桂望実「我慢ならない女」☆☆☆
まだ10代、作家志望の若い女性・明子は、自分が書いた作品を読んで貰おうと、久しく会うことのなかった叔母ひろ江の元に向かった。
電車が通ると揺れるオンボロアパートで一人暮らしをする売れない小説家の叔母は、こんなつまらないモノを読ませてと10年ぶりに会った明子をこき下ろし取り付く島もない。
もともとひろ江は変わり者で愛想がなかった。
でも明子は幼い頃からそんなひろ江の事が大好きで、ひろ江が語るお話が大好きで、面倒がるひろ江の後を追い回していたという。

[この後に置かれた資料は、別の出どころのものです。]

PR #1399, opened 2023-08-01
Allow tick mark label length to be overridden

### LINKED ISSUE #1396: Timescale tickmarks overlapping

**Steps/code to reproduce:**

Define custom tickMarkFormatter that returns long strings

**Actual behavior:**

Labels on time scale overlap each other

**Expected behavior:**

Labels sould be sparsed to avoid overlapping

**Screenshots:**

overlapping

https://jsfiddle.net/ekorobko/12kn75tb/2/

edew:
**Type of PR:** 

**PR checklist:**

- [x] Addresses an existing issue: fixes #1396 
- [x] Includes tests
- [ ] Documentation update

**Overview of change:**

Allow tick mark label length to be overridden.

By default the library assumes that each tick mark labels has a length of approximately 8 characters.

This PR adds the `tickMarkMaxCharacterLength` option for the time scale that can override the assumed length of the tick mark labels.


tests/e2e/graphics/test-cases/time-scale/do-not-render-overlapping-marks.js
```diff
@@ -0,0 +1,313 @@
+function runTestCase(container) {
+	const chart = window.chart = LightweightCharts.createChart(container, {
+		handleScroll: false,
+		handleScale: false,
+		tickMarkFormatter: time => `long prefix ${time}`,
```
SlicedSilver, line 5:
```suggestion
		timeScale: { tickMarkFormatter: time => `long prefix ${time}` },
```

src/gui/time-axis-widget.ts
```diff
@@ -420,19 +421,37 @@ export class TimeAxisWidget implements MouseEventHandlers, IDestroyable {
...
-					ctx.fillText(tickMark.label, coordinate, yText);
+					drawTickMark(tickMark, 2);
+				}
+			}
+
+			// draw base marks
+			ctx.font = this._baseFont();
+			for (const tickMark of tickMarks) {
+				if (tickMark.weight < maxWeight) {
+					drawTickMark(tickMark, 0.5);
```
SlicedSilver, line 454: Could we increase the tolerance a bit? 
Screenshot 2023-08-01 at 17 04 31

src/gui/time-axis-widget.ts
```diff
@@ -420,19 +421,37 @@ export class TimeAxisWidget implements MouseEventHandlers, IDestroyable {
...
+				const coordinate = tickMark.needAlignCoordinate ? this._alignTickMarkLabelCoordinate(ctx, tickMark.coord, tickMark.label) : tickMark.coord;
+				const labelWidth = this._widthCache.measureText(ctx, tickMark.label);
+				const labelWidthHalf = labelWidth / 2;
+				const leftTextCoordinate = Math.floor(coordinate - labelWidthHalf) + tolerance;
+				const rightTextCoordinate = Math.ceil(coordinate + labelWidthHalf) + tolerance;
+				const range = new RangeImpl(leftTextCoordinate, rightTextCoordinate);
+				const rangeOverlaps = ranges.some((x: RangeImpl<number>) => x.contains(range.left()) || x.contains(range.right()));
+
+				if (rangeOverlaps) {
+					return;
```
kirchet, line 436: Not sure that we should check if the tick marks are overlapped at the painting stage. I think we should somehow change tick marks calculation algorithm

https://github.com/tradingview/lightweight-charts/blob/981ca1b5f4dc5eb2edf80883ccd578f7a05521d3/src/model/time-scale.ts#L488-L496

Probably we should provide the current font size instead of `maxLabelWidth`

Also we should ensure that visible marks are consistent when we scroll the chart. The same marks should be visible if we scroll the chart a little bit and the longest/shortest mark becomes outside of the visible range

edew:
This file can be used for debugging or testing [debug.html.zip](https://github.com/tradingview/lightweight-charts/files/12261688/debug.html.zip)

src/model/layout-options.ts
```diff
@@ -67,7 +67,7 @@ export interface LayoutOptions {
 	/**
 	 * Font size of text on scales in pixels.
 	 *
-	 * @defaultValue `11`
```
edew, line 70: Updated as the actual default value is 12.

src/model/time-scale.ts
```diff
@@ -993,6 +997,24 @@ export class TimeScale {
 
 		this._correctBarSpacing();
 	}
+
+	private _updateLabelLengthEstimate(): void {
```
edew, line 1001: Added to estimate the label length by calling the custom formatter (if defined). It assumes that the custom formatter will return the same length for all labels.

SlicedSilver: For the 'options' chart example, we can't make this assumption (that the length will be consistent) because the horizontal scale can be prices instead of dates.
So the returned string for `0` might be `'$0.0'` but if the chart also includes larger prices then the returned string would get larger (`123456789` → `'$123 456 789.00'`).

We would need to test it on an example like `tests/e2e/graphics/test-cases/horizontal-price-scale.js` on the https://github.com/tradingview/lightweight-charts/pull/1323 PR (and set the numbers so that large price values are generated)

tests/e2e/graphics/test-cases/time-scale/do-not-render-overlapping-marks-font-size-24.js
```diff
@@ -0,0 +1,319 @@
...
+	const chart = window.chart = LightweightCharts.createChart(container, {
+		handleScroll: false,
+		handleScale: false,
+		layout: {
+			fontSize: 24,
+		},
+		timeScale: {
+			tickMarkMaxCharacterLength: 'long prefix 0000-00-00'.length,
+			tickMarkFormatter: time => `long prefix ${time}`,
+		},
```
SlicedSilver, line 11: Could we add the following option so that the test case doesn't have a crosshair label (and makes it easier to see the timescale tick marks)?

```js
crosshair: { vertLine: { labelVisible: false } }
```

and the same for the other test case.

SlicedSilver (approved):
LGTM. 👍

This resolves the issue while maintaining the current behavior, unless the client opts for a change.

It is a quick and straightforward solution. ✅
We can revisit the idea of implementing a more advanced approach in the future, but only if there is a genuine need for variable tick mark widths. At present, it is not worthwhile considering the associated effort and performance impact.

tests/e2e/graphics/test-cases/time-scale/do-not-render-overlapping-marks-font-size-24.js
edew: Good idea, done

SlicedSilver (approved):

kirchet (dismissed):

SlicedSilver (approved):

PR #1409, opened 2023-08-22
Use label length when building marks

### LINKED ISSUE #1396: Timescale tickmarks overlapping

edew:
**Type of PR:** 

**PR checklist:**

- [x] Addresses an existing issue: fixes #1396 
- [x] Includes tests
- [ ] Documentation update

**Overview of change:**

Use the label length when building tick marks.

These changes stop overlapping labels, but it is a breaking change as it does not preserve the existing time scale behaviour.

### DIFF
--- a/.size-limit.js
+++ b/.size-limit.js
@@ -1,24 +1,28 @@
 // eslint-env node
 
+// We should set these values as 0.01 higher than the number we get when running the size check.
+// The reason is that the size can change very slightly on each build because we include the build date as a comment in the output.
+// This seems to affect the compressed size (some dates are more compressible than others).
+
 module.exports = [
 	{
 		name: 'CJS',
 		path: 'dist/lightweight-charts.production.cjs',
-		limit: '47.68 KB',
+		limit: '47.69 KB',
 	},
 	{
 		name: 'ESM',
 		path: 'dist/lightweight-charts.production.mjs',
-		limit: '47.63 KB',
+		limit: '47.64 KB',
 	},
 	{
 		name: 'Standalone-ESM',
 		path: 'dist/lightweight-charts.standalone.production.mjs',
-		limit: '49.36 KB',
+		limit: '49.37 KB',
 	},
 	{
 		name: 'Standalone',
 		path: 'dist/lightweight-charts.standalone.production.js',
-		limit: '49.40 KB',
+		limit: '49.41 KB',
 	},
 ];
--- a/.size-limit.js
+++ b/.size-limit.js
@@ -4,21 +4,21 @@ module.exports = [
 	{
 		name: 'CJS',
 		path: 'dist/lightweight-charts.production.cjs',
-		limit: '47.62 KB',
+		limit: '47.68 KB',
 	},
 	{
 		name: 'ESM',
 		path: 'dist/lightweight-charts.production.mjs',
-		limit: '47.56 KB',
+		limit: '47.63 KB',
 	},
 	{
 		name: 'Standalone-ESM',
 		path: 'dist/lightweight-charts.standalone.production.mjs',
-		limit: '49.29 KB',
+		limit: '49.36 KB',
 	},
 	{
 		name: 'Standalone',
 		path: 'dist/lightweight-charts.standalone.production.js',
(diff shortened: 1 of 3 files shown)


SlicedSilver:
Whether this is a 'breaking change' is debatable. It doesn't change the API so everyone's charts should continue to work. The difference is when the time scale labels are either shorter than 8 character (then it is possible for more tick marks & grid lines to appear), or when they are longer than 8 characters.

IMO I don't think it is a true breaking change, and could be included in a minor release.

edew:
> Whether this is a 'breaking change' is debatable. It doesn't change the API so everyone's charts should continue to work. The difference is when the time scale labels are either shorter than 8 character (then it is possible for more tick marks & grid lines to appear), or when they are longer than 8 characters.
> 
> IMO I don't think it is a true breaking change, and could be included in a minor release.

Agreed, maybe breaking change is the wrong way of putting it.

If we were to merge this I don't think it needs a major release.

src/model/tick-marks.ts
```diff
@@ -16,18 +16,35 @@ export interface TickMark {
...
 	marks: readonly TickMark[];
+	defaultMaxIndexesPerMark: number;
+}
+
+export interface TickMarkBuildResult {
+	marks: readonly TickMark[];
+	maxLabelWidth: number;
+}
+
+function roundToOneDecimalPlace(n: number): number {
```
edew, line 34: Why round to one decimal place?

If we do not then even very small changes in the spacing will cause the marks to be rebuilt. Limiting this to increments of 0.1 seems to be an acceptable compromise but probably there is a cleverer way to handle this.

src/model/tick-marks.ts
```diff
@@ -51,20 +68,23 @@ export class TickMarks<HorzScaleItem> {
...
-		if (this._cache === null || this._cache.maxIndexesPerMark !== maxIndexesPerMark) {
-			this._cache = {
-				marks: this._buildMarksImpl(maxIndexesPerMark),
-				maxIndexesPerMark,
-			};
+	public build(spacing: number, fontSize: number): TickMarkBuildResult {
+		const maxLabelWidth = (fontSize + 4) * 5;
+		const widthPerCharacterEstimate = maxLabelWidth / 8;
+		// "default" because we will adjust the value based on actual label widths
+		const defaultMaxIndexesPerMark = roundToOneDecimalPlace(maxLabelWidth / spacing);
```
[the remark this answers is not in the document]
SlicedSilver:
```suggestion
		// Why round to one decimal place?
		// If we do not then even very small changes in the spacing will cause the marks to be rebuilt. Limiting this to increments of 0.1 seems to be an acceptable compromise.
		const defaultMaxIndexesPerMark = roundToOneDecimalPlace(maxLabelWidth / spacing);
```

.size-limit.js
```diff
@@ -4,21 +4,21 @@ module.exports = [
...
 		name: 'Standalone-ESM',
 		path: 'dist/lightweight-charts.standalone.production.mjs',
-		limit: '49.29 KB',
+		limit: '49.36 KB',
 	},
 	{
 		name: 'Standalone',
 		path: 'dist/lightweight-charts.standalone.production.js',
-		limit: '49.33 KB',
+		limit: '49.40 KB',
```
SlicedSilver, line 22: We should set these values as 0.01 higher than the number we get when running the size check.
The reason is that the size can change very slightly on each build because we include the build date as a comment in the output. This seems to affect the compressed size (some dates are more compressible than others).

I suggest these numbers:
47.69
47.64
49.36
49.41

and it would probably be a good idea to add a comment to the top of this files which explains this. Because it is not obvious.

SlicedSilver (approved):

0220tiezo1323 (changes requested):
Asp

Issue #1163, opened 2022-09-09
synchronizing across multiple windows with lightweight charts


peterswanson:
hello, I was directed by those at TV to send this question here. I am using the lightweight charts library to display price and volume synchronized so that you could scale the price and the volume would stay connected on the time axis. Also it would be great to get the cursor to line up on both charts at the same time like it happens in TV

![image](https://user-images.githubusercontent.com/3860609/189452228-92f62d84-fe17-4344-a73f-f26f422843e7.png)
The issue is that when I create separate charts using the library, neither of these functionalities occurs (understandably) and so I was hoping that you might know of a way to get this working?
here is how it looks now when you scale the price chart:
![image (1)](https://user-images.githubusercontent.com/3860609/189452235-3141ae2f-73b1-44e2-b45e-f6680b81ccf2.png)

(note the charts on the Y-axis aren't synchronized and the crosshair isn't showing on the volume chart. )

SlicedSilver:
We have an example showing how to configure the chart to display both the price and volume on a single chart here: https://tradingview.github.io/lightweight-charts/tutorials/how_to/price-and-volume 

You could also display the volume on a separate price scale like this: https://tradingview.github.io/lightweight-charts/tutorials/how_to/two-price-scales

**I can understand that the examples may not entirely meet your requirements. For your specific question, there isn't a way to 'link' two separate charts together at the moment.** 

You can however achieve something very similar with quite a bit of extra code. You can use the [crosshairMove](https://tradingview.github.io/lightweight-charts/docs/api/interfaces/IChartApi#subscribecrosshairmove) event to know where the cursor is within one of the charts and then determine the matching data point in the second chart and display a Priceline (https://tradingview.github.io/lightweight-charts/docs/api/interfaces/ISeriesApi#createpriceline). That would handle getting a horizontal 'crosshair' on both charts. To get the vertical crosshair, I would suggest hiding the crosshair on the charts (https://tradingview.github.io/lightweight-charts/docs/api/interfaces/CrosshairOptions) and then using a transparent canvas element placed on top of the charts (or below if the charts have a transparent background), and then draw your own vertical crosshair. 

To assist with getting the charts to have similar price scale widths you could look at these tips: https://stackoverflow.com/questions/71901106/a-way-to-set-pricescale-width-in-lightweight-charts/73209722#73209722

[...]

PR #1412, opened 2023-08-23
Add option to set minimum dimension for scales

### LINKED ISSUE #1062: A way to set PriceScale width - currently there's no way to keep two charts' PriceScale width in sync one above the other
Screenshot from 2022-04-16 17-58-43

I have two charts (one for price, one for volume). I keep them in sync by usingthe various API observer functions. Works wonders.

Except the price scale width - I can get it using the priceScale('right').width() call, but I don't see any way to set it.
I'd like to be able to keep the width of both chart's price scales in sync (and keep them set to the max width of the two).

Thanks!

SlicedSilver:
**Type of PR:** enhancement

**PR checklist:**

- [x] Addresses an existing issue: fixes #1062 (related: #1163, #50)
- [x] Includes tests
- [x] Documentation update

**Overview of change:**
Adds options to set minimum dimensions for the price and time scales.

Setting a minimum height / width is useful for ensuring that multiple charts positioned in a vertical / horizontal stack each have an identical price scale width (or time scale height), or for plugins which require a bit more space within the scale pane.

The minimum dimension is only considered when that scale should be visible, and also it can be exceeded if the scale needs more space.

### DIFF
--- a/.size-limit.js
+++ b/.size-limit.js
@@ -4,21 +4,21 @@ module.exports = [
 	{
 		name: 'CJS',
 		path: 'dist/lightweight-charts.production.cjs',
-		limit: '47.62 KB',
+		limit: '47.66 KB',
 	},
 	{
 		name: 'ESM',
 		path: 'dist/lightweight-charts.production.mjs',
-		limit: '47.56 KB',
+		limit: '47.60 KB',
 	},
 	{
 		name: 'Standalone-ESM',
 		path: 'dist/lightweight-charts.standalone.production.mjs',
-		limit: '49.29 KB',
+		limit: '49.32 KB',
 	},
 	{
 		name: 'Standalone',
 		path: 'dist/lightweight-charts.standalone.production.js',
-		limit: '49.33 KB',
+		limit: '49.37 KB',
 	},
 ];
--- a/src/api/options/price-scale-options-defaults.ts
+++ b/src/api/options/price-scale-options-defaults.ts
@@ -14,4 +14,5 @@ export const priceScaleOptionsDefaults: PriceScaleOptions = {
 		bottom: 0.1,
 		top: 0.2,
 	},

ひろ江の冷酷な言い方に傷つき創作意欲をそがれながらも、明子はひろ江の家に出入りするようになり、編集者に対して容赦無い言動をするひろ江のマネージャーのような立場になっていく。
この作品、すごく良かったですね。
小説を書くことは業だと言って、ストイックなまでに執筆に集中し、他人の気持ちを顧みないひろ江。
自分を曲げず、編集者との対立を恐れず、我が道を行くひろ江の殆ど唯一の理解者であり信奉者である明子。
この二人の関係が絶妙という気がします。
言葉や行動に現れていないお互いの気持が、巧みに描かれています。
明子から見れば自分の書く作品に絶対の自信を持っているように見えるひろ江が、実は心のうちでは不安がいっぱいで、ひろ江は口には決して出しませんが、明子の支えを本当に感謝しています。
物語の始めではタイトル通りの嫌な女のように思えたひろ江の印象が、読み進むうちに変わっていくに連れて、作品の印象も重たく暗い雰囲気から、どことなく明るさを増していくように思いました。
その手の物語ではないのに、おしまいの方ではチョット感動してウルっと来てしまいした。
こういう作品が管理人は本当に好きです。